Plants in alpine ecosystems are exposed to extreme environmental stresses, including low temperature, poor soil quality, strong winds and UV radiation. Despite this, the biodiversity of mountain ecosystems is extremely rich. A large number of studies have tried to determine the mechanisms driving plant diversity and distribution on a global scale, but the diverse and endemic alpine herbs found in harsh environments, showing adaptive evolution, require more research.
In their new study published in AoBP, Zhang et al. focus on the diversity, endemism and adaptation of the Saussurea genus, one of the northern hemisphere’s highest-altitude plant genera. Theuppermost altitudinal limit of Saussurea (ca. 6300 m) is the highest altitude of seed plants on record. Saussurea is one of the largest genera in the Asteraceae family, containing 460–490 herbaceous species. They have evolved a high diversity of specialized morphological traits adapting them to the wide range of environmental stresses experienced in mountain regions. Within the genus, there are species with woolly leaves, species exhibiting cushion and rosette forms, and even species with “greenhouse” bracts that help to maintain warmer inflorescence temperatures. This diversity makes Saussurea an excellent model to study speciation, diversification, and distribution of mountain species.

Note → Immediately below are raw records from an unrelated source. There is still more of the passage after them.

PR #908, opened 2013-11-20
[Sortable] Test reproducing a bug: moving an entity to the last position

mnapoli:
Moving an object to the last position using the `-1` position doesn't work.

The new position is not the last one, but the last one + 1, which result in a gap:
- 0
- 1
- 3 (should be 2)

This PR contains a test reproducing the problem.

I tried figuring out the source of the problem, I think it's that when moving to a negative number, the new position is not the correct one:
- A (0)
- B (1)

`A.setPosition(-1)`

In SortableListener: `$newPosition += $this->maxPositions[$hash] + 2; // position == -1 => append at end of list`
- A.position = -1 + MAX + 2 = 2 (should be 1)
- B.position = 0 (correct)

### DIFF
--- a/tests/Gedmo/Sortable/SortableTest.php
+++ b/tests/Gedmo/Sortable/SortableTest.php
@@ -542,6 +542,35 @@ class SortableTest extends BaseTestCaseORM
         $this->assertEquals(4, $nodes[4]->getPosition());
     }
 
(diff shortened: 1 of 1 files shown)


AkenRoberts:

Thank you!

PR #1018, opened 2014-03-19
Bug fix for empty or "0" translated values

TonyBogdanov:
It is very bad to rely on the translation value to check if the field has been translated. The check would never return true if the value in the translation entity is either empty ("") or zero.

A better way would be using a separate flag just for the check.


AkenRoberts:

Thank you!

PR #1047, opened 2014-04-16
issue #945 fix

### LINKED ISSUE #945: [Sluggable] unique_base option and getSimilarSlugs() function
This issue is a fix-request to solve a bug when using unique_base option.

The bug : when generating slug when other similar slugs exists, the max count is used, but the unique_base is ignored.

Explanations : 
There are 2 unique bases : 
User1 (U1) and User2 (U2), each user owns one or many Page entities.

U1 (page, page-1, page-2, page-3) ;
U2 (page, page-1) ;

When U2 persists a new Page, the page slug should be « page-2 » (the next available valid slug), but the result is « page-4 » (the next available slug without filtering on unique_base). So the problem happens in getSimilarSlugs() function in ORM.php at line 42.

I've found this fork from ajanssen (https://github.com/ajanssen/DoctrineExtensions-1/commit/772f3f97a88a89a799dc122ffc6d2c18cbd2c95a) , this fix would be nice to be added in your DoctrineExtensions.

This fix consist to add a join clause when checking similar slugs when unique_base is set, in order to ignore slugs that belongs to other base uniqueness criteria element.

Replacing this line

``` php
$qb->join($associationMappings[$config['unique_base']]['targetEntity'], 'unique_'.$config['unique_base']);
```

With these 3 lines

``` php
$qb->join('rec.'.$associationMappings[$config['unique_base']]['fieldName'], 'unique_'.$config['unique_base']);
$qb->andWhere('unique_'.$config['unique_base'] . ' = :unique_base');
$qb->setParameter(':unique_base', $ubase);
```

Is it possible to you to add this fix in your project ? This would be great, because I need, after a composer-update, to fix again the file ORM.php manually.

Regards

jpass:
fixed #945: [Sluggable] unique_base option and getSimilarSlugs() function

### DIFF
--- a/lib/Gedmo/Sluggable/Mapping/Event/Adapter/ORM.php
+++ b/lib/Gedmo/Sluggable/Mapping/Event/Adapter/ORM.php
@@ -40,7 +40,9 @@ class ORM extends BaseAdapterORM implements SluggableAdapter
                 $qb->setParameter(':unique_base', $ubase);
             } elseif (array_key_exists($config['unique_base'], $wrapped->getMetadata()->getAssociationMappings())){
                 $associationMappings = $wrapped->getMetadata()->getAssociationMappings();
-                $qb->join($associationMappings[$config['unique_base']]['targetEntity'], 'unique_'.$config['unique_base']);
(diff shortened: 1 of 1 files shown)


stephanvierkant:
See https://github.com/Atlantic18/DoctrineExtensions/issues/1058#event-352807829

PR #1075, opened 2014-05-12
Fix - Add control - if newValue is object

### LINKED ISSUE #1074: [Doctrine\ORM\ORMInvalidArgumentException]  Persist - verify if $newValue is object
Since last commit, we have the following error when gedmo blameable is fired : 

```
[Doctrine\ORM\ORMInvalidArgumentException]                                       
  EntityManager#persist() expects parameter 1 to be an entity object, NULL given. 
```

Fix : Just add a check in the new added condition "if $newValue is object"

NG-iloWeb:
[Doctrine\ORM\ORMInvalidArgumentException]  
  EntityManager#persist() expects parameter 1 to be an entity object, NULL given.

Closes #1074

### DIFF
--- a/lib/Gedmo/Blameable/BlameableListener.php
+++ b/lib/Gedmo/Blameable/BlameableListener.php
@@ -82,7 +82,7 @@ class BlameableListener extends TimestampableListener
         $newValue = $this->getUserValue($meta, $field);
 
         //if blame is reference, persist object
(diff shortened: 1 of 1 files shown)


fungio:
+1

NG-iloWeb:
My apologies for the late reply

Would you have an example so we can create the test ?

Thks

l3pp4rd:
solved in master

PR #1126, opened 2014-07-16
Versioned class and inherited fileds for annotation configuration

chkris:
This annotation allows to define list of fields which will be versioned. By default all inherited fields and marked as `@Gedmo\Versioned` will be logged but sometimes we would like to specify that only few of them should be versioned.

Example:

``` php

class Person
{
    /**
     * @Gedmo\Versioned
     */
    protected $age;
}

/**
 * @Gedmo\VersionedClassAndInheritedFields(fieldList={"skill"})
 */
class Worker extends Person
{
    /**
     * @Gedmo\Versioned
     */
    protected $skill;
}
```

Now - because annotation VersionedClassAndInheritedFields has been used - versioned will be only this field. If this annotation will be not used than all fields from class Worker and inherited form Person (age, skill) will be versioned.


AkenRoberts:

Thank you!

PR #1131, opened 2014-08-01
Add support for a treeRoot with value NULL

vansante:
Previously you would get an SQL error when trying to insert a node into
a tree where treeRoot was NULL. Now it handles it fine.


l3pp4rd:
fixed in recent commit

PR #1932, opened 2018-07-26
[Sortable] Fix issue with position synchronization when items are add…

jkabat:
…ed and deleted in one operation

Deletion relocations must be aware of newly created objects in order to generate correct position update queries.

However I kind of don't understand original intention of collecting newly created objects in "excludes" for add relocation. There is most probably something missing and I was not able to unravel it correctly. I would really appreciate if anyone fix this piece the way author has intended to.


l3pp4rd:
thanks @jkabat guess you will make many users happy :)

PR #1936, opened 2018-08-21
Use CURRENT_TIMESTAMP instead of date to allow caching queries in Softdeletable

supersmile2009:
Using CURRENT_TIMESTAMP instead of current datetime value allows queries to be cached.
`$platform->getCurrentTimestampSQL()` provides platform-specific SQL implementation.
This feature is available in doctrine/dbal v2.2, so this PR is backwards-compatible.

```
# Cachable
SELECT *
FROM foo f
WHERE f.deleted_at > CURRENT_TIMESTAMP

# Non-cachable
SELECT *
FROM foo f
WHERE f.deleted_at > ?
["2018-08-19 10:11:12"]
```


l3pp4rd:
thanks ;)

PR #1939, opened 2018-08-23
[RFC] Require and configure PHP CS Fixer

AkenRoberts:
[PHP CS Fixer](https://github.com/FriendsOfPHP/PHP-CS-Fixer) is a tool for automatically adjusting code styles based on a set of configured rules. I started with a basic configuration:

* `@Symfony` ruleset, which includes PSR-1 & 2 and other rules they prefer. I consider their standards a good starting point, especially considering Doctrine's heavy ties to the framework.
* Alphabetical ordering of `use` namespace statements.
* Force long array syntax (`array()` vs `[]`). This would be reversed when the minimum PHP version is bumped.

There are others that I would personally include, however this is a community project, so I'm PRing it for comments.

A Composer script is there to make running the fixer easier: `composer fix-cs`

### DIFF
--- a/.gitignore
+++ b/.gitignore
@@ -6,3 +6,4 @@ tests/temp/*.log
 /composer.lock
 /composer.phar
 .idea
+.php_cs.cache
--- a/.php_cs.dist
+++ b/.php_cs.dist
@@ -1,0 +1,13 @@
+<?php
+
+$finder = PhpCsFixer\Finder::create()
+    ->in(__DIR__.'/lib')
+    ->in(__DIR__.'/example');
+
+return PhpCsFixer\Config::create()
+    ->setRules(array(
+        '@Symfony' => true,
+        'array_syntax' => array('syntax' => 'long'),
+        'ordered_imports' => array('sort_algorithm' => 'alpha'),
+    ))
+    ->setFinder($finder);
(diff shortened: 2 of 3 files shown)


AkenRoberts:
Failing builds should've been expected - PHP CS Fixer has a minimum PHP requirement of 5.6.

andrewtch:
In fact I've never seen cs-fixer as a part of the composer ) I suppose we should add it to Travis and you can set env variable like

```
matrix:
    include:
        - php: 5.4
          env: phpunit_exclude_groups=datetimeinterface dependencies=lowest disable_phpcs=1
        - php: 5.5
          env: disable_phpcs=1
```

and then

```
script:
    - |
        if [[ ! $disable_phpcs ]]; then
            ...
```

AkenRoberts:
It isn't the fixer itself running, it's the `composer install` command failing at the PHP version check. I'm not sure if there's a way to conditionally ignore an individual Composer package.

AkenRoberts:
I think I'll shelve this for 2.x branches, and target the next major release when we bump the PHP version. I don't want to introduce something that can break tests and hide actual regression issues. Unless someone has an idea for how to implement and skip running on PHP < 5.6.

andrewtch:
Actually, noone _requires_ csfixer, see symfony: https://github.com/symfony/symfony/blob/master/composer.json

We can install it conditionally. I will complete one big launch by monday and will update this PR; currently a bit busy.

stephanvierkant:
Good idea to include a coding standard. I personally like the Doctrine coding standard more.

AkenRoberts:
Closing and re-implementing on `master` manually.

PR #1951, opened 2018-09-18
Change \DateTime into \DateTimeInterface in traits

ksowa:
Changed `\DateTime` to wider `\DateTimeInterface`, in order to allow `\DateTimeImmutable` usage, e.g. in tests.

Since traits are available from PHP 5.4, but `\DateTimeInterface` from PHP 5.5, this change implies incompatibility with older PHP versions.

### DIFF
--- a/lib/Gedmo/Timestampable/Traits/Timestampable.php
+++ b/lib/Gedmo/Timestampable/Traits/Timestampable.php
@@ -11,22 +11,22 @@ namespace Gedmo\Timestampable\Traits;
 trait Timestampable
 {
     /**
-     * @var \DateTime
+     * @var \DateTimeInterface
      */
     protected $createdAt;
 
     /**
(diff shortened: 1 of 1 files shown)


AkenRoberts:
Hi @ksowa! Thank you for your first contribution.

Because of the backwards incompatibility, this isn't something we can add to any 2.x release (in respect of semantic versioning). As such, this would target the next major release, 3.0, which at this point is very much up in the air as far as the direction Doctrine Extensions will take. Myself and other new maintainers are currently trying to determine the best path.

Until that can be decided, pull requests like these will have to be closed or held. Targeting `DateTimeInterface` to add further compatibility will definitely be part of that strategy, though!

bt-nn:
Hi @AkenRoberts 
3.0 is out and min php version now is 7.2 - so maybe it could be merged now?

PR #1954, opened 2018-09-26
Small improvements and micro optimizations

supersmile2009:
- `isset` instead of `array_key_exists`
- Removed use of ReflectionProperty used to access protected property from parent class.
- fixed some annotations


stephanvierkant:
Looks good to me, but the tests are failing. Can you take a look at it?

PR #1964, opened 2018-10-23
allow to make a whole embeddable versioned

mneuhaus:
this patch enables a user to put the versioned annotation on the embeddable property itself, so that you can use stuff like  https://github.com/kucharovic/money-bundle and make the whole embeddable versioned without modifiying it.


mneuhaus:
sorry, got something fucked up here. will reopen a fresh PR

PR #1966, opened 2018-10-27
Update .travis.yml

andreybolonin:


AkenRoberts:
Thank you for the PR, @andreybolonin. We definitely do need to add testing support for PHP 7.3.

Unfortunately, as you can see by the Travis build, a majority of the tests are affected by 7.3's new warning RE: `continue` statements in used in `switch` statements.

We'll have to find a way to ensure Travis uses the proper Doctrine ORM version dependency so that the test suite runs as expected. Beyond that, we may even need to update DoctrineExtensions to support 7.3.

We definitely want to support 7.3, and ensure we test against it. However, this update alone is only one step. If you want to expand it in a future pull request (if it hasn't been done yet), it would be greatly appreciated.

PR #1967, opened 2018-10-29
Fix php 7.2 warnings on countables

JurRutten:


lib/Gedmo/Tree/Entity/Repository/ClosureTreeRepository.php
```diff
@@ -315,7 +315,13 @@ public function buildTreeArray(array $nodes)
                     $tmp = &$refs[$n['parent_id']][$childrenIndex];
                 }
 
-                $key = count($tmp);
+                if(is_array($tmp) || $tmp instanceof \Countable) {
+                    $key = count($tmp);
+                } elseif(null === $tmp) {
+                    $key = 0;
```
phansys, line 321:
```suggestion
                if (null === $tmp) {
                    $key = 0;
                } elseif (is_array($tmp) || $tmp instanceof \Countable) {
                    $key = count($tmp);
```
BTW, I'm not using this extension, so I don't know what possible types can be held in `$tmp`. By instance, I don't know if we should even consider `iterator_count()`.

phansys (commented):
Thank you so much for the time spent in this fix @JurRutten, and my apologies for the delay.
Could you please confirm if the same issue is present in `main`? If yes, we should apply this fix in that branch.
Do you mind to provide a test covering these cases, in order to avoid regressions?
The same issue is also addressed in #2145, maybe @gvanbeck could provide some help too.

PR #1970, opened 2018-11-11
[Translatable] Set getTranslatableListener method to protected

CaptainFalcon92:
I was in the need to extends the behaviour of the `findTranslations` method.
But private visibilities prevent me from using this class.
So, i changed `getTranslatableListener` from private to protected. I really don't think that private is the way to go. It seams unnecessary and definitely prevents the class from being extended.
If only protected was the de-facto default keyword people were using... private is almost always a bad choice imho, sorry.


stephanvierkant:
I'm not sure if a protected property is a good idea, but I don't see any problems with changed the method to protected.

PR #1985, opened 2019-01-28
[Loggable] Map nested embeddables

robertburczak:
Possibility to map nested embeddables in yaml mappings.
Thanks @ghettovoice for suggestion

### DIFF
--- a/lib/Gedmo/Loggable/Mapping/Driver/Yaml.php
+++ b/lib/Gedmo/Loggable/Mapping/Driver/Yaml.php
@@ -145,5 +145,14 @@ class Yaml extends File implements Driver
                 $config['versioned'][] = $field . '.' . $property;
             }
         }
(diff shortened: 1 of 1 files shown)


mkosiedowski:
Any chances of merging that PR? :) We are using our fork with that change for over a year now and would love to switch back to original version of DoctrineExtensions... @AkenRoberts?

AkenRoberts:
I'd consider adding to the upcoming 3.0 release in `master`, I'd just need to familiarize myself with what this changes, and if we want to test for it. It doesn't break anything, which is a good start. I just want to avoid adding untested features.

andrekutianski:
Didn't this PR enter version 3?

franmomu:
thanks for the time invested in this PR and sorry for the delay. The Yaml drives has been deprecated, you should use `Attribute`,  `Annotation` or `XML` instead.

PR #1986, opened 2019-01-30
Custom strategy for Tree

Smeagolworms4:
Add method for add custom strategy on TreeListener.

### DIFF
--- a/lib/Gedmo/Tree/TreeListener.php
+++ b/lib/Gedmo/Tree/TreeListener.php
@@ -58,7 +58,7 @@ class TreeListener extends MappedEventSubscriber
 
     /**
      * @param string   $name
-     * @param Strategy $instance
+     * @param Gedmo\Tree\Strategy $instance
      * @return self
      */
     public function addStrategyInstance($name, $instance)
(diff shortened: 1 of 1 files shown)


lib/Gedmo/Tree/TreeListener.php
```diff
@@ -56,6 +56,18 @@ public function getSubscribedEvents()
         );
     }
 
+    /**
+     * @param straing  $name
```
NicoBoos: You misspelled "string"

lib/Gedmo/Tree/TreeListener.php
```diff
@@ -56,6 +56,18 @@ public function getSubscribedEvents()
         );
     }
 
+    /**
+     * @param string   $name
+     * @param Strategy $instance
+     * @return self
+     */
+    public function addStrategyInstance($name, $instance)
```
AkenRoberts: What do you think about type-hinting `Gedmo\Tree\Strategy` here for `$instance`?

Smeagolworms4:
You can merge ?

franmomu:
can you please target `main` branch? parameters and return types should be added and also a test

PR #1987, opened 2019-02-05
Fix for wrong UploadFileName on Append Number (#1229)

### LINKED ISSUE #1229: UploadableListener. Wrong fileName with appendNumber.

Zhang et al. selected 466 species from the Saussurea genus to explore the mechanisms driving speciation and adaptative evolution in these extreme ecosystems. Phylogenetic analyses revealed that geological influences and climate stability exhibit significant phylogenetic signals and highlight that Saussurea originated at a relatively high elevation. Regression models indicated that geological influences and climatic stability significantly affect the diversity and endemism patterns of Saussurea and its morphological innovations. In addition, morphological innovations in a specific area show significant contributions to the local diversity and endemism of Saussurea species.
The study reveals the important effects of geological, glacial and phylogenetic factors on the diversity patterns of alpine taxa. The findings improve the understanding of the distribution pattern of diversity/endemism and adaptive evolution of alpine species in the northern hemisphere. The authors hope that future work will build upon their findings by sampling more of the Saussurea genus and using genomic approaches to reveal the specific adaptative mechanisms for special morphological traits in alpine plants.